CONSTANT-pH MOLECULAR DYNAMICS SIMULATIONS: DEVELOPMENT AND APPLICATIONS

Abstract

Constant-pH molecular dynamics has recently emerged as a useful technique for studying the microscopic details underlying pH dependent properties of proteins. We further develop continuous constant-pH molecular dynamics (CpHMD) in several ways. First, we benchmark the implicit-solvent based CpHMD approach by calculating pKa values for a set of over 100 engineered mutants of hyper-stable variants of staphylococcal nuclease which have titratable residues placed in the hydrophobic interior of the protein and comparing our results to experiment. We present the correlation between the calculated and experimental pKa values and correlations of the calculated pKa error with structural and dynamic quantities of the titratable residues. This analysis allows us to discern the strengths and limitations of implicit-solvent CpHMD.

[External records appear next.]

PR #7193, opened 2025-09-19
[Docs] Add documentation explaining how the bots work

ZainRizvi:
Two motivations behind adding this:
1. Make it easier for other contributors to update bots (as we'd like to encourage others to directly update these for their use cases instead of asking the Dev Infra team to support all repos)
2. Make it easier to use LLMs with these

### DIFF
--- a/torchci/lib/bot/README.md
+++ b/torchci/lib/bot/README.md
@@ -1,0 +1,362 @@
+# PyTorch Bot Architecture Analysis
+
+## Overview
+
+The PyTorch bot is a GitHub webhook automation system built with **Probot** that manages CI/CD workflows, code reviews, and development operations for the PyTorch ecosystem. It's deployed as a Next.js application on Vercel and integrates with multiple external services.
+
+## Core Architecture
+
+### Entry Points
+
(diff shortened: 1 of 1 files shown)


clee2000 (commented):
I feel like the middle section for "detailed bot analysis" is pretty good, but in the other parts there is unusual emphasis on certain things and some of the headings/groups are odd.  Some things I found odd are
* why are the command parser and command handler entrypoints?
* are Constants.ts and subscriptions.ts really configuration files? 
* `Key Features` section seems like a rehash of the bot analysis or the core architecture 
* I don't think `Uses ML/analytics data from ClickHouse to make intelligent retry decisions` is correct
* Same with `**Monitoring**: DynamoDB logging + external Dr. CI dashboard`
* `CI flow` should probably be `ciflow` if only for consistency with other comments in the codebase
* `Dr. CI (Diagnostic CI)` does claude think Dr. stands for diagnostic? 

To be fair to claude tho, we don't really use correct terminology either when referring to most of these this so idk

Not related to this PR but there are probably a bunch of bots we can get rid of

zxiiro (approved):

zxiiro:
Thanks for documenting this. I did not realize there were so many bots!

PR #7194, opened 2025-09-19
[BE] Fixing build warnings when building torchci 

ZainRizvi:
There are hundreds of warnings. Focusing just on the unused variable warnings for now to keep the PR readable.

This code was 100% generated by claude, reviewed by human


torchci/components/TorchAgentPage/utils.tsx
```diff
@@ -246,7 +246,7 @@ export const renderMarkdownWithLinks = (
         ),
         th: ({ children, ...props }) => {
           // Filter out react-markdown specific props that conflict with HTML props
-          const { node, ...htmlProps } = props as any;
+          const { ...htmlProps } = props as any;
```
huydhn: This looks a bit sus.  Although the first variable isn't used, my common sense tells me that removing it shift everything left by one, which might not be what the latter logic expects? Not sure how to test this though.  I wonder if this should be `const { _, ...htmlProps } = props as any;`

torchci/pages/api/benchmark/list_commits.ts
```diff
@@ -29,7 +29,7 @@ export default async function handler(
 
   // get time series data
   try {
-    const { name, query_params, response_formats, data_type } = params;
+    const { name, query_params, response_formats } = params;
```
huydhn, line 32: Same comment, I wonder if we need to use a placeholder here, i.e. `const { name, query_params, response_formats, _ } = params;`

huydhn (approved):
I have some sus, but if you could confirm they are not real, then this looks good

Secondly, we implement the Langevin algorithm to propagate titration coordinates and develop a pH-based replica exchange protocol to accelerate protonation state sampling in CpHMD. We test the effects these methods have on the convergence of the unprotonated fraction of titratable amino acids. We present statistical tests which allow us to quantify the sampling enhancement. We find that both approaches speed-up protonation-state sampling signicantly.

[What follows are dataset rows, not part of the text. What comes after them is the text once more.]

PR #7198, opened 2025-09-22
[AUTOREVERT] comments on commits PR to revert or notify authors

jeanschmidt:
Adds the functionality to reach out to authors by commenting on the PR with the errors on any RUN_ mode with side effects + runs pytorchbot commands to issue a revert when running on the RUN_REVERT

### DIFF
--- a/aws/lambda/pytorch-auto-revert/pytorch_auto_revert/signal_actions.py
+++ b/aws/lambda/pytorch-auto-revert/pytorch_auto_revert/signal_actions.py
@@ -1,11 +1,16 @@
 from __future__ import annotations
 
 import logging
+import re
 from dataclasses import dataclass
 from datetime import datetime, timedelta
-from typing import Dict, Iterable, List, Tuple, Union
+from enum import Enum
+from typing import Dict, Iterable, List, Optional, Tuple, Union
+
+import github
 
 from .clickhouse_client_helper import CHCliFactory, ensure_utc_datetime
+from .github_client_helper import GHClientFactory
 from .signal import AutorevertPattern, Ineligible, RestartCommits, Signal
 from .signal_extraction_types import RunContext
 from .utils import RestartAction, RevertAction
@@ -14,6 +19,11 @@ from .workflow_checker import WorkflowRestartChecker
 
 # Alias for outcomes produced by signal processing
 SignalProcOutcome = Union[AutorevertPattern, RestartCommits, Ineligible]
+
+
+class CommitPRSourceAction(Enum):
+    MERGE = "merge"
+    REVERT = "revert"
 
 
 @dataclass(frozen=True)
@@ -215,6 +225,10 @@ class SignalActionProcessor:
                 "[v2][action] revert for sha %s: skipping existing", commit_sha[:8]
             )
             return False
+
+        if ctx.revert_action in (RevertAction.RUN_NOTIFY, RevertAction.RUN_REVERT):
+            self._comment_pr_notify_revert(commit_sha, sources, ctx)
+
         self._logger.insert_event(
             repo=ctx.repo_full_name,
             ts=ctx.ts,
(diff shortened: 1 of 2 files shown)


aws/lambda/pytorch-auto-revert/pytorch_auto_revert/signal_actions.py
```diff
@@ -299,3 +313,174 @@ def execute_restart(
...
+            # Get the commit to check its message
+            commit = repo.get_commit(commit_sha)
+            commit_message = commit.commit.message
+
+            # First check: parse commit message for PR references
+            # This is the most reliable way to determine the pytorchbot action
+            # Use findall to get all matches and pick the last one (pytorchbot appends at the end)
+
+            # Look for "Reverted #XXXXX" - indicates a revert action
+            revert_matches = re.findall(
```
izaitsevfb, line 343: ideally I'd extract this logic in a separate method and add unit tests (with real data) to verify that it works on PRs and relands and doesn't produce false positives on, e.g. on reverts

aws/lambda/pytorch-auto-revert/pytorch_auto_revert/signal_actions.py
```diff
@@ -299,3 +313,174 @@ def execute_restart(
...
+                r"Reverted https://github.com/pytorch/pytorch/pull/(\d+)",
```
izaitsevfb, line 344: nit: hardcoded /pytorch/pytorch/  should probably be extracted as a param

aws/lambda/pytorch-auto-revert/pytorch_auto_revert/signal_actions.py
```diff
@@ -299,3 +313,174 @@ def execute_restart(
...
+            return False
+
+        # Comment on the PR to notify the author about the revert
+        comment_body = (
+            "This PR is breaking the following workflows:\n"
+            + "- {}".format("\n- ".join(source.workflow_name for source in sources))
+            + "\n\nPlease investigate and fix the issues."
+        )
+
+        pr.create_issue_comment(comment_body)
```
izaitsevfb, line 462: I think this can throw, need to catch it and return False

aws/lambda/pytorch-auto-revert/pytorch_auto_revert/signal_actions.py
```diff
@@ -299,3 +313,174 @@ def execute_restart(
...
+        if action_type == CommitPRSourceAction.REVERT:
+            logging.warning(
+                "[v2][action] revert for sha %s: PR #%d is already a revert, skipping comment",
+                commit_sha[:8],
+                pr.number,
+            )
+            return False
+
+        # Comment on the PR to notify the author about the revert
+        comment_body = (
```
izaitsevfb, line 456: wait, why are we posting this unconditionally?

izaitsevfb (approved):
approving to unblock, but ideally I'd address the exceptions potentially thrown in `_comment_pr_notify_revert`

and let's discuss commenting "This PR is breaking the following workflows" in all modes, I'm not sure we want to always do that, but that could be changed later

jeanschmidt:
I'll address those comments,

About the comment, I have the intuition that people would like to know why, instead of expect them to just figure out what is breaking.

Another option is to link to the commit on hud, maybe both.

I truly believe that there is lots of room for improvement on the message. But, blind reverts might not be that useful for the authors after all. We always are careful to put a proper revert reason (breaking lint, breaks rocm test, linux builds...) but not sure how to better show this information to the user.

Open to suggestions

izaitsevfb:
> About the comment, I have the intuition that people would like to know why, instead of expect them to just figure out what is breaking.

that's not the issue I was referring to.

I was envisioning phased launch of the notification mode:
1. RUN_NOTIFICATION (ISSUE): we add comments **only** to the **dedicated issue**, making sure not to disturb PR authors (i.e. we **avoid** commenting **anything** on the PRs)
2. RUN_NOTIFICATION (PR):  we add comments on the PRs, but **don't revert** yet
3. RUN_REVERT:  same as RUN_NOTIFICATION (PR), but actually does the revert


----

orthogonal to the above:
1. yes, we want to provide all possible details when commenting on the issue / PR, with hud links (when available)
2. no need to post two separate comments. `pytorchbot revert`  on the separate (first) line is recognized, so both the revert action and the info can live in the same commit (to avoid notification flood)

jeanschmidt:
Sure, a following PR should introduce RUN_NOTIFICATION.

jeanschmidt:
good point on 2.2

aws/lambda/pytorch-auto-revert/pytorch_auto_revert/signal_actions.py
jeanschmidt: handling by posting a single comment and different messages contents, a revert will have a pytorchbot revert on top.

Next, we develop hybrid-solvent CpHMD to eliminate conformational biases of the generalized Born (GB) implicit-solvent model. In this method, conformational dynamics are governed by the explicit-solvent force field, but protonation state energetics are determined by the GB implicit-solvent model. We calculate pKa values for a series of proteins using both the GB and hybrid-solvent approaches and compare the results to experimental values. We compare the conformational states observed using the GB and the hybrid-solvent approaches and correlate this information with the accuracy of the calculated pKa values. The results indicate that running dynamics in explicit solvent, while using the implicit-solvent model to evaluate protonation-state energetics, yields more realistic conformational sampling which leads to more

accurate pKa calculation.

We then apply hybrid-solvent CpHMD to shed light on the microscopic origins of the pH-dependent assembly of spider dragline silk. We are able to calculate the pH-dependent free energy of N-terminal domain dimerization by calculating pKa values of the N-terminal domain monomer and dimer, and applying linkage thermodynamics. Combining this with pH-dependent conformational changes of the intact dimer allows us to rationalize the experimentally observed pH-dependent dimer formation which is a critical step in silk assembly.

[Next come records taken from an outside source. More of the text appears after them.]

PR #7202, opened 2025-09-23
[autorevert] Restore some vibes in the code

izaitsevfb:
https://github.com/pytorch/test-infra/pull/7013  introduced a subtle bug:  python calls `__init__` when `__new__` returns the instance of the same **type**, so in our case `__init__` was called on the cached instances.

this restores the original simpler and bug-free implementation

### DIFF
--- a/aws/lambda/pytorch-auto-revert/pytorch_auto_revert/workflow_resolver.py
+++ b/aws/lambda/pytorch-auto-revert/pytorch_auto_revert/workflow_resolver.py
@@ -10,6 +10,7 @@ from __future__ import annotations
 import os
 import re
 from dataclasses import dataclass
+from functools import lru_cache
 from typing import Optional
 
 import github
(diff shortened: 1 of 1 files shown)


jeanschmidt:
Please find a way to protect so you can't run:

```
w = WorkflowResolver("pytorch/pytorch")
```

instead only do

```
w = WorkflowResolver.get("pytorch/pytorch")
```

one, not so great way, is to define the class inside the get function so it is not public, not sure if I am fan of it.

or, fix the bug to avoid `__init__` calls...

what is important: I don't want to require someone to read a class in its entirety to figure out how it should be used. It should be simple and only one way possible. If you have to document how to use a class it is not a simpler code to develop on top, even if the class code is smaller.

izaitsevfb:
> Please find a way to protect so you can't run:
> 
> ```
> w = WorkflowResolver("pytorch/pytorch")
> ```
> 
> instead only do
> 
> ```
> w = WorkflowResolver.get("pytorch/pytorch")
> ```

I would like to push back.

As a general design principle it's best to avoid magic and mimic semantics of the language.

When somebody sees `w = WorkflowResolver("pytorch/pytorch")` without a context, they expect a **new** instance to be created. Changing this semantics is confusing and bug-prone. Additionally, there might be legitimate cases where a new non-cached instance is desired (e.g. in tests).

While
```
w = WorkflowResolver.get("pytorch/pytorch")
```
`get` is an obviously custom method that even with its name communicates that it returns a cached instance.

jeanschmidt:
So, lets do it differently, 

build a cached factory class, like we do for the gh client.

It is clear that the goal of the factory class is control the build and avoid duplicates, and we can still build the original class manually if needed/wanted. And this is actually the pythonic way of doing.

izaitsevfb:
> It is clear that the goal of the factory class is control the build and avoid duplicates, and we can still build the original class manually if needed/wanted. And this is actually the pythonic way of doing.

the traditional purpose of a [factory](https://en.wikipedia.org/wiki/Factory_method_pattern) is polymorphic construction —choosing among subtypes with different behavior behind a stable interface, not caching instances.

for example, UI components: a `ButtonFactory` picks a subtype based on context (OS, theme, feature flags), so callers use the abstract `Button` while actual behavior varies:
```
from abc import ABC, abstractmethod

class Button(ABC):
    def __init__(self, theme: str): self.theme = theme
    @abstractmethod
    def render(self) -> str: ...

class MacButton(Button):
    def render(self) -> str: return f"🍎 button ({self.theme})"

class WinButton(Button):
    def render(self) -> str: return f"🪟 button ({self.theme})"

class HtmlButton(Button):
    def render(self) -> str: return f"<button class='{self.theme}'>Web</button>"

class ButtonFactory:
    """Selection + construction; no instance deduping."""
    def __init__(self, feature_flags: dict[str, bool] | None = None):
        self.flags = feature_flags or {}

    def create(self, platform: str, theme: str) -> Button:
        if self.flags.get("force_web"):  # example of contextual policy
            return HtmlButton(theme)
        p = platform.lower()
        if p == "mac":         return MacButton(theme)
        if p in ("win","windows"): return WinButton(theme)
        return HtmlButton(theme)

```
    
that’s a factory: selection + construction

---

our case is different: we just need a cached method. it's simple, clean, and pythonic, and it's already implemented (doesn't require changing the client code).

if you want to invest time in adding an abstraction layer on top of it, please justify it, what problem is it trying to solve?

Lastly, we combine the generalized reaction field treament of long-range electrostatics and a charge-neutralization procedure which together allow fully explicit-solvent CpHMD (ECpHMD) to deliver pKa values that are in good agreement with experiment. We test our ECpHMD method on a series of dicarboxylic acids and proteins. We find that the calculated pK a values of dicarboxylic using ECpHMD are more accurate than those from GB-based CpHMD. Overall protein pKa accuracy is on par with the hybrid-solvent approach, but difficulty in sampling conformational states separated by high-energy barriers for residues that participate in strong hydrogen-bond or salt-bridge interactions can reduce pKa accuracy. Initial data suggest this limitation can be overcome by combining the method with more effective sampling techniques. This work paves the way for future application of ECpHMD to study pH-modulated structure and function in chemistry and biology.